I still have my first Big Brother & the Holding Company LP!!!
Janis RIP - think I will raise a glass of Southern Comfort this aft in loving memory!!!
RIP Janice. She's got the attitude. Thanks for the clip!
Great clip....
I was one of those muddy kids in the crowd.
I have always had a talent for being in the wrong place at the right time or vice versa....
Whether you are religious or non-religious, we humans seem to be afflicted at times by the emotional state which gives rise to the song's lyrics. Personally, I vote for existential crisis as the basic underlying theme of the song.
Although not the same as an existential crisis, I can remember two distinct times in my life when I cried out (silently in my mind) for god to deliver me. The first was when I made a parachute jump from a large overly crowded cargo jet. I was the last jumper in a long stick (line of jumpers) on a windy day. I just knew that I was going to be dropped into the trees and be ripped apart. I was frightened down to the marrow of my bones. The second was in the middle of an intense firefight in which I was wounded twice (2/327, 101st Airborne, RVN 1967-69). I just knew I was going to die!
Even as a confirmed atheist, I know (as I think we all know) the intensity of emotion that gives rise to such a heartfelt plea for supernatural intervention. At least for me, the intellectual certainty of knowledge just didn't seem to be comfort enough!
Title: Work Me, Lord
Artist: Janis Joplin
Album: I Got Dem Ol' Kozmic Blues Again Mama!
Work me lord, work me lord.
Please don't you leave me,
I feel so useless down here
With no one to love
Though i've looked everywhere
And i can't find me anybody to love,
To feel my care.
So ah work me lord, whoa use me lord,
Don't you know how hard it is
Trying to live all alone.
Every day i keep trying to move forward,
But something is driving me, oh, back,
Honey, something's trying to hold on to me,
To my way of life.
So don't you forget me down here, lord,
No, no, no, no, no, no, no, no, no,
Ah, ah, don't you forget me, lord.
Well i don't think i'm any very special
Kind of person down here, i know better,
But i don't think you're gonna find anybody,
Not anybody who could say that they tried like i tried,
The worst you can say all about me
Is that i'm never satisfied. whoa.
Whoa, oh, oh, work me lord, hmm, use me lord,
Please, honey, don't you leave me,
I feel so useless down here.
I can't find me anybody to love me
And i've looked around,
I've looked everywhere, everywhere
And i can't find me anyone to love,
To feel my care.
So honey don't you go and leave me, lord,
No, no, no, no, no, no, no, no,
Honey, don't you go off and leave me, lord.
Can't i show you how hard it is
Trying to live when you're all alone.
Everyday i keep pushing,
Keep trying to move forward
But something is driving me, oh, back,
And something's trying to hold on to me,
To my way of life, why.
Oh please, please, oh don't you go and
Forget me down here, don't forget me, lord.
I think that maybe you can ease me,
Maybe i can help you, said uh whoa,
Oh please, please, don't you go and leave me lord,
No, no, no, no, no, no, no, whoa, whoa please,
Hmm please, don't you leave me, lord.
Pretty powerful stuff.
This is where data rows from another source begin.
PR #4622, opened 2026-08-20
Add the BCDC card button to the SDK v6 module (6783) 

stracker-phil:
*Changelog:* (none - part of the in-progress v6 SDK migration; the parent branch carries the user-facing entry)

# Description

The black **Basic Card** button (BCDC) was the last classic-checkout payment row still on v5. This branch brings it over to the v6 SDK, where PayPal exposes it as *Guest Payments*: its own SDK component, session factory and custom elements, so it gets its own renderer rather than joining the shared express-button stack.

Supporting changes that fell out of it:

- Order approval now names the paying gateway instead of assuming `ppcp-gateway`, so a BCDC payment reaches `CardButtonGateway`.
- Recoverable declines surface as a notice through the guest session's `onWarn`, leaving the cart and the button intact.
- The card-field styles are split into box styles (applied on our own page) and text styles (handed to the SDK, inside a PayPal iframe), with a filter for merchant overrides of the latter.

## 🔍 What to review

- **BCDC row visibility** is decided by the gateway list, not by the express-button location settings, and is deliberately suppressed for subscription carts: the v6 guest component has no vaulting equivalent, so `CardButtonGateway`'s hosted-card fallback takes over there.

## 🧪 How to verify

1. With standard card payments enabled, complete a BCDC payment on classic checkout and on the pay-for-order page; confirm the order is attributed to the card-button gateway.
2. Put a subscription in the cart: no card button, "Place order" remains.

### DIFF
--- a/modules/ppcp-sdk-v6/resources/js/cardButton/renderCardButton.js
+++ b/modules/ppcp-sdk-v6/resources/js/cardButton/renderCardButton.js
@@ -1,0 +1,141 @@
+/**
+ * Renders the Basic Card button (BCDC) as its own payment-method row.
+ *
+ * Kept out of components/buttonRenderer.js, which draws into the shared express
+ * wrapper: separate files make "the card button never joins the express stack"
+ * true by construction rather than by a condition someone can relax.
+ *
+ * @package
+ */
+
+import { createOrder } from '../endpointsAdapter';
+import { handleError } from '../utils/errorHandler';
+import { FundingSources } from '../utils/fundingSources';
+import { revealWalletGateway } from '../wallets/gatewayPlacement';
+
+/**
+ * The event the SDK's card button dispatches on click. Documented contract; a
+ * plain 'click' listener only works by way of the element's shadow internals.
+ */
+const CLICK_EVENT = 'bcdc-click';
+
+/**
+ * Builds the button element and its required container, detached.
+ *
+ * The button checks on connect that its parent is a
+ * <paypal-basic-card-container>, so the tree must be assembled before any of it
+ * enters the document.
+ *
+ * @param {Object}  styles         - Style config from the card_button subtree.
+ * @param {?string} [buyerCountry] - ISO 3166-1 alpha-2 buyer country.
+ * @return {{container: HTMLElement, button: HTMLElement}} The detached pair.
+ */
+function createCardButtonElements( styles, buyerCountry ) {
+	const container = document.createElement( 'paypal-basic-card-container' );
+	const button = document.createElement( 'paypal-basic-card-button' );
+
+	if ( buyerCountry ) {
+		button.buyerCountry = buyerCountry;
+	}
+
+	if ( styles?.borderRadius ) {
+		button.style.setProperty(
+			'--paypal-button-border-radius',
+			styles.borderRadius
+		);
+	}
+
+	if ( styles?.height ) {
+		button.style.height = styles.height;
+	}
+
+	// The element ships a fixed 225px width, where v5's card button spanned the
+	// checkout column. An outer declaration wins over its own :host rule.
+	if ( styles?.width ) {
+		container.style.width = styles.width;
+		button.style.width = styles.width;
+	}
+
+	container.appendChild( button );
+
+	return { container, button };
+}
+
+/**
+ * Renders the card button into its gateway row, if it belongs on this page.
+ *
+ * Idempotent, because it runs again on every checkout update: WooCommerce
+ * replaces the whole order-review DOM, which takes our container with it.
+ *
+ * @param {Object}   config         - The wc_ppcp_sdk_v6 config object.
+ * @param {Function} ensureSessions - Resolves the sessions for a context.
+ * @return {Promise<void>} Resolves once the pass is done.
+ */
+export async function initCardButton( config, ensureSessions ) {
+	if ( ! config.card_button?.enabled ) {
+		return;
+	}
+
+	const findEmptyWrapper = () => {
+		const el = document.querySelector( config.card_button.wrapper );
+		return el && el.childElementCount === 0 ? el : null;
+	};
+
+	if ( ! findEmptyWrapper() ) {
+		return;
+	}
+
+	const context = config.page_context;
+	const { map } = await ensureSessions( context );
+
+	// Asked again after the await, never only before it: the initial render and
+	// the updated_checkout that follows it overlap, and a check that straddles
+	// the await lets both through, appending the button twice.
+	const target = findEmptyWrapper();
+	if ( ! target ) {
+		return;
+	}
+
+	// No session means the buyer is not eligible for cards; the row stays hidden
+	// and "Place order" stays visible, so the checkout still offers a way to pay.
+	const session = map[ FundingSources.CARD ];
+	if ( ! session ) {
+		return;
+	}
+
+	const { container, button } = createCardButtonElements(
+		config.card_button.styles,
+		config.buyer_country
+	);
+	target.appendChild( container );
+
+	button.addEventListener( CLICK_EVENT, async () => {
+		try {
+			await session.start(
+				// Naming the target beats the SDK's "last clicked button"
+				// fallback, ambient state on a page that also carries the
+				// express buttons. 'auto' is the only mode this session takes.
+				{ presentationMode: 'auto', targetElement: button },
+				createOrder(
+					config,
+					context,
+					FundingSources.CARD,
+					undefined,
+					config.card_button.payment_method
+				)
+			);
+		} catch ( error ) {
+			handleError( error );
+		}
+	} );
+
+	// After insertion, so the row counts as rendered when the placement logic
+	// decides what to do with "Place order".
+	revealWalletGateway(
+		{
+			id: config.card_button.payment_method,
+			wrapper: config.card_button.wrapper,
+		},
+		config
+	);
+}
--- a/modules/ppcp-sdk-v6/resources/js/cardFields/cardFieldStyles.js
+++ b/modules/ppcp-sdk-v6/resources/js/cardFields/cardFieldStyles.js
@@ -113,9 +113,10 @@ export function cardFieldStyles( field ) {
  * The text-only style set for the SDK's `style.input`, which reaches inside a
  * PayPal-hosted field.
  *
- * @param {HTMLElement} field - The existing WC input being replaced.
+ * @param {HTMLElement} field       - The existing WC input being replaced.
+ * @param {Object}      [overrides] - Merchant overrides from card_fields.styles.
  * @return {Object} The style object.
  */
-export function hostedFieldTextStyles( field ) {
-	return pickComputed( field, TEXT_PROPERTIES );
+export function hostedFieldTextStyles( field, overrides ) {
+	return { ...pickComputed( field, TEXT_PROPERTIES ), ...overrides };
 }
--- a/modules/ppcp-sdk-v6/resources/js/cardFields/cardFieldStyles.js
+++ b/modules/ppcp-sdk-v6/resources/js/cardFields/cardFieldStyles.js
@@ -1,15 +1,31 @@
 /**
- * Computes the `style.input` object for the v6 card-fields component.
+ * Computes the style objects for the v6 card-fields component.
  *
- * Unlike v5's paypal.CardFields() (see CardFieldsHelper.js), the v6 SDK
- * takes camelCase JS style properties (fontSize, not font-family) and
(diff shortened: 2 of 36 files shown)


modules/ppcp-sdk-v6/resources/js/cardButton/renderCardButton.js
```diff
@@ -0,0 +1,141 @@
...
+					context,
+					FundingSources.CARD,
+					undefined,
+					config.card_button.payment_method
+				)
+			);
+		} catch ( error ) {
+			handleError( error );
+		}
+	} );
```
Narek13: **Two issues in this handler.**

**1. The click stores an unapproved order in the WC session.** The generic `createOrder()` always sends `save_order_in_session: 1` (`endpointsAdapter.js:172`), which `SdkV6Module` turns into `session_handler->replace_order()` — at click time, before card data exists and before approval. The card-fields path deliberately avoids exactly this, and says why at `endpointsAdapter.js:357`.

It matters more for BCDC than for ACDC because the documented fallback here is `CardButtonGateway::process_payment()` via the visible "Place order", and `OrderProcessor::order_is_ready_for_process()` treats a `CREATED` order as processable. Buyer opens the card sheet, closes it (`onCancel` → `refreshCartUi` is a no-op outside the `product` context, so nothing clears the session), then clicks "Place order" → capture attempted against an unapproved order. The `PayPalOrderMissingException` → hosted-card fallback never fires, because the session is not empty.

**2. No re-entrancy guard.** `googlePay.js` carries a `paying` flag whose comment reads *"Google fires onClick per tap, so a double tap opens two sheets"*. There is none here, and the `createOrder()` promise is built **eagerly** at line 119, so a double tap fires two order-creation POSTs regardless of what `session.start()` does — two PayPal orders for one cart, and the second `start()` typically rejects over a working card sheet.

The guard is self-contained:

```suggestion
	let paying = false;

	button.addEventListener( CLICK_EVENT, async () => {
		// One event per tap: without this a double tap starts two
		// createOrder() POSTs, since the promise below is built eagerly.
		if ( paying ) {
			return;
		}
		paying = true;

		try {
			await session.start(
				// Naming the target beats the SDK's "last clicked button"
				// fallback, ambient state on a page that also carries the
				// express buttons. 'auto' is the only mode this session takes.
				{ presentationMode: 'auto', targetElement: button },
				createOrder(
					config,
					context,
					FundingSources.CARD,
					undefined,
					config.card_button.payment_method
				)
			);
		} catch ( error ) {
			handleError( error );
		} finally {
			paying = false;
		}
	} );
```

Note I have mirrored `googlePay.js`'s `finally` deliberately — but that release-on-success is the same thing I flagged on #4620 (the button re-arms while the redirect is in flight). Whatever you settle on there should apply here too. A spinner would also match the sibling flows; `Spinner` is not imported in this file today.

modules/ppcp-sdk-v6/src/Assets/SdkV6Manager.php
```diff
@@ -399,6 +415,55 @@ public function is_card_fields_enabled( ?string $location = null ): bool {
...
+		}
+
+		// No row for subscription carts: the v6 guest component has no
+		// equivalent of the SDK URL vault param v5 uses here, so the button
+		// would take a payment that can never renew. Not a dead end — without a
+		// button "Place order" stays visible, and CardButtonGateway falls back
+		// to PayPal's hosted card checkout.
+		if ( $this->subscription_helper->cart_contains_subscription() ) {
+			return false;
+		}
```
Narek13, line 529: **The subscription suppression does not hold on pay-for-order**, which is one of the two contexts `is_card_button_enabled()` admits (`:429`).

There the cart is empty, so `cart_contains_subscription()` is always false and the row prints. WC Subscriptions deliberately does not filter gateways on that screen, and `CardButtonGateway::is_available()` only refuses free-trial carts — so nothing else stops it.

Reachable path: a subscription's initial payment fails → the customer follows the "pay now" link in the WooCommerce email → the guest button takes the payment with no vaulted token, and renewals later fail. Which is precisely what the comment above says must not happen.

The companion helper exists and is paired with `cart_contains_subscription()` elsewhere in the codebase:

```suggestion
		// No row for subscription carts: the v6 guest component has no
		// equivalent of the SDK URL vault param v5 uses here, so the button
		// would take a payment that can never renew. Not a dead end — without a
		// button "Place order" stays visible, and CardButtonGateway falls back
		// to PayPal's hosted card checkout. order_pay_contains_subscription()
		// covers pay-for-order, where the cart is empty.
		if ( $this->subscription_helper->cart_contains_subscription()
			|| $this->subscription_helper->order_pay_contains_subscription() ) {
			return false;
		}
```

No PHPUnit case covers BCDC on pay-now at all, which is what hides this — the only subscription case is a cart.

modules/ppcp-sdk-v6/src/Assets/SdkV6Manager.php
```diff
@@ -399,6 +415,55 @@ public function is_card_fields_enabled( ?string $location = null ): bool {
...
+		return in_array( $location, array( 'checkout', 'pay-now' ), true )
+			&& $this->card_payments_configuration->is_bcdc_enabled();
+	}
+
+	/**
+	 * Whether the BCDC button renders as its own payment-method row here.
+	 *
+	 * Asks the gateway list rather than re-deriving its policy, which already
+	 * covers the checkout button location being off, ACDC outside Mexico,
+	 * free-trial carts and zero-total carts.
```
Narek13: **Zero-total carts are not covered by the gateway list**, contrary to this docblock. `CardButtonGateway::is_available()` refuses only *free-trial* carts, via `is_free_trial_cart()`, which requires a subscription product — a 100%-off coupon on an ordinary product leaves the gateway available.

Because the BCDC hooks are registered outside the `determine_render_places()` branches, and `woocommerce_review_order_after_payment` fires even when WooCommerce skips the payment-method list, a $0 checkout gets a black card button under "Place order" for an order that needs no payment. `cart_needs_payment()` (and `$order->needs_payment()` for pay-now) would close it.

Minor, same function: the `is_block_context()` guard on line 445 is unreachable — `is_card_button_enabled()` already restricts to `checkout|pay-now`, and block contexts are `cart-block|checkout-block`. It mirrors the same redundancy in `is_wallet_gateway()`.

modules/ppcp-sdk-v6/src/Helper/CardFieldStyles.php
```diff
@@ -0,0 +1,53 @@
...
+
+class CardFieldStyles {
+
+	/**
+	 * The styles a merchant wants applied to the text inside the hosted fields.
+	 *
+	 * A card field's own box sits on the merchant's page and is stylable with
+	 * plain CSS through the .ppcp-sdk-v6-card-field class. Its text is not: that
+	 * lives in a PayPal-hosted iframe CSS cannot reach across, so the only way
+	 * in is the SDK's style.input object, which has to travel as script data.
```
Narek13: **The CSS this promises is not in the branch.** I checked at this head: `modules/ppcp-sdk-v6/resources/` contains only `js`, the module's webpack entry lists no stylesheet, and the only references to `.ppcp-sdk-v6-card-field` are the two lines in `mountField.js` that add the class plus this docblock.

So the box styling has no owner. `mountField.js` hands the SDK `hostedFieldTextStyles()` (no `background`, `border`, `borderRadius`, `boxShadow`) and applies only width/height itself, and `cardFieldStyles()` — the full set — is no longer imported by either renderer. Those four properties used to reach the field through `style.input`.

Result on a default theme: card number, expiry and CVV render borderless and transparent between still-bordered WC billing inputs and the still-bordered cardholder-name input, which does get the box set (`V6CardFieldsComponent.js:294`). Same on classic and blocks.

Either ship the stylesheet or apply the box subset to the container element the plugin owns.

modules/ppcp-sdk-v6/resources/js/cardFields/cardFieldStyles.js
```diff
@@ -46,42 +62,61 @@ const ALLOWED_PROPERTIES = [
...
+ * The text-only style set for the SDK's `style.input`, which reaches inside a
+ * PayPal-hosted field.
+ *
+ * @param {HTMLElement} field       - The existing WC input being replaced.
+ * @param {Object}      [overrides] - Merchant overrides from card_fields.styles.
+ * @return {Object} The style object.
+ */
+export function hostedFieldTextStyles( field, overrides ) {
+	return { ...pickComputed( field, TEXT_PROPERTIES ), ...overrides };
+}
```
Narek13: **Merchant overrides bypass the allow-list**, because they are spread last. A filter returning `border`, `background`, `borderRadius` or `boxShadow` goes straight into `style.input` — re-injecting into PayPal's iframe exactly the box decoration the `BOX_PROPERTIES` split just removed, and the SDK accepts those, so it paints a frame the theme never drew. `CardFieldStyles::overrides()` only validates that keys and values are strings.

```suggestion
export function hostedFieldTextStyles( field, overrides ) {
	// Overrides go through the same allow-list as the computed styles:
	// a box property here would paint a frame inside PayPal's iframe that
	// the merchant's own page never drew.
	const allowed = Object.fromEntries(
		Object.entries( overrides || {} ).filter( ( [ property ] ) =>
			TEXT_PROPERTIES.includes( property )
		)
	);

	return { ...pickComputed( field, TEXT_PROPERTIES ), ...allowed };
}
```

(Assumes `TEXT_PROPERTIES` is an array — adjust if it is a map.) Worth logging the rejected keys too, since a silently dropped override is hard for a merchant to diagnose.

modules/ppcp-sdk-v6/resources/js/utils/errorHandler.js
```diff
@@ -67,3 +67,32 @@ export function handleError( error ) {
...
+
+	const wrapper =
+		document.querySelector( '.woocommerce-notices-wrapper' ) ||
+		document.querySelector( '.woocommerce' ) ||
+		document.body;
+
+	new ErrorHandler( errorLabels.generic_error || '', wrapper ).message(
+		errorLabels.card_declined
+	);
+}
```
Narek13: **Every warning is reported as a card decline.** `warning.code` is read for nothing but the `console.warn`, and the handler then always renders `errorLabels.card_declined` — while the docblock above says it covers *"a card decline or a validation failure"*. A buyer who mistypes an expiry date is told their card was declined.

Switching on the code (with the decline label as the specific case and the generic error as the fallback) would fix it without changing the deliberate no-clear/no-refresh behaviour, which reads as the right call.

Two smaller things while you are here:

- No test covers a non-decline code, so the mislabelling is invisible to CI — and `errorHandler.test.js`'s "leaves existing notices alone" case pins the stacking, so repeated declines produce repeated identical bullets.
- The notice renders into `.woocommerce-notices-wrapper`, i.e. outside the SDK's card form. If the premise in the docblock is right and the buyer is still inside that form, the message may be behind PayPal's own surface — worth eyeballing on a real decline.

modules/ppcp-sdk-v6/src/SdkV6Module.php
```diff
@@ -284,6 +284,30 @@ static function () use ( $manager ): void {
...
+		// gateway-availability question. DisableGateways couples the two today,
+		// but relying on that coincidence would break once it stops being true.
+		/**
+		 * The action name that the PayPal buttons use for rendering on the checkout page.
+		 * Shared with the v5 SmartButton so a single override relocates both stacks.
+		 */
+		$hook = (string) apply_filters(
+			'woocommerce_paypal_payments_checkout_button_renderer_hook',
+			'woocommerce_review_order_after_payment'
+		);
```
Narek13: **These renderer-hook filters are now applied twice per request** — `woocommerce_paypal_payments_checkout_button_renderer_hook` at `:259` and again here, and `..._pay_order_renderer_hook` at `:281` and `:306`.

Any third-party callback that is not pure (a counter, logging, or one that calls `remove_filter` on first invocation) returns a different hook the second time, and the express wrapper and the BCDC row then land on different hooks — the "row on one hook, button on another" split this placement logic is trying to avoid.

Resolving each hook name once above and reusing the variable for both `add_action()` calls removes the hazard entirely.

Also: the two new `apply_filters()` docblocks here and at `:301-304` describe the hook but omit the `@param` for the filtered value, which `.claude/docs/code-quality.md` requires per argument. The new `CardFieldStyles.php` one gets this right.

Narek13 (approved):
Thanks for working on this @stracker-phil 
1 doubt related to subscriptions which desereves your attention.
Everything else looks good to me, thank you 💯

I, too, remember Janis Joplin--I did not go to Woodstock (had to work), but a number of my family & friends did. They came back energized and all of them became active in some sort of social activism. Correlation?
microdot: LOL. Why am i not surprised you were there? Hi to J. and thanks for the great Iran clip.
Early GenX here, having watched the news from Woodstock on the TV as a little kid.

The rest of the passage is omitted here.